In vitro and in vivo Antibacterial Activity and Pharmacokinetics of SC-002 and Its Derivative, SC-004: New Oral Cephalosporins

SC-002 is a novel oral cephalosporin possessing a unique thiadiazolylethenyl moiety at the 3 position. In the present study, it was the most active against gram-positive bacteria among oral cephalosporins such as cefdinir (CFDN), cefpodoxime, cefditoren and cefaclor (CCL). It was equal to or 16 times more active than CFDN against standard and clinical strains. In particular, against clinical isolates of Morganella morganii and Haemophilus influenzae, SC-002 was 8–64 times more active than CFDN. The antibacterial activity of SC-002 against some β-lactam-resistant strains was superior to that of CFDN. The in vivo antibacterial activity of SC-004, a pivaloyloxymethyl ester of SC-002, was 1.2–8 times more protective against systemic infections due to Streptococcus pneumoniae, Escherichia coli and Klebsiella pneumoniae than that of CFDN. The therapeutic effects of SC-004 on experimental respiratory tract infections caused by S. pneumoniae or H. influenzae were superior to those of CFDN and CCL. SC-004 showed higher and longer-lasting blood levels and higher urinary excretion in pharmacokinetics in mice.

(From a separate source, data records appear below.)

PR #222, opened 2017-12-27
[DEVOPS-528] Cardano SL Buildkite migration

deepfire:


nixpkgs-src.json
```diff
@@ -1,6 +1,6 @@
 {
-    "owner":  "NixOS",
+    "owner":  "deepfire",
```
domenkozar: Let's wait for https://github.com/NixOS/nixpkgs/pull/32387 to be in 17.09

PR #234, opened 2018-01-12
[DEVOPS-528]  Two more Buildkite Linux agents

deepfire:


domenkozar:
@deepfire CI fails because nixops state cleanup doesn't seem to work correctly? It seems like an existing deployment is there on the build slave:

```
error: state file contains multiple deployments with the same name, so you should specify one using its UUID
```

deepfire:
@domenkozar, this is due to https://iohk.myjetbrains.com/youtrack/issue/DEVOPS-623

deepfire:
..and the failure happened prior to the debug PR being merged..

PR #236, opened 2018-01-16
[DEVOPS-382][DO-NOT-MERGE]  Enable production infra to be deployed on staging

deepfire:
This is to facilitate infrastructure upgrade testing.


deepfire:
The CI wouldn't work, because it's a branch with an ancient base -- on purpose.

PR #239, opened 2018-01-22
[DEVOPS-623]  ci.sh:  divert $HOME to $(mktemp -d)

deepfire:


scripts/ci.sh
```diff
@@ -53,6 +55,7 @@ cleanup() {
                 test -z "${CLEANUP_CONFIGS}" ||
                         rm -f                ${depl}'.yaml'
         done
+        rm -rf ${homestate}
```
domenkozar: Do we still need manual cleanup? I don't think so.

Synthesis and biological properties of 3-[(Z)-2-(1,2,3-Thiadiazolyl)ethenyl]-substituted cephalosporins and related compounds: new oral cephalosporins

A series of cephalosporins possessing a [(Z-2-(1,2,3-thiadiazolyl)ethenl] moiety at C-3 were synthesized and their biological properties were examined. SC-002 (1a) exhibited excellent activity against both Gram-positive and Gram-negative bacteria. The ester SC-004 (1b) showed good bioavailability after oral administration in mice and rats.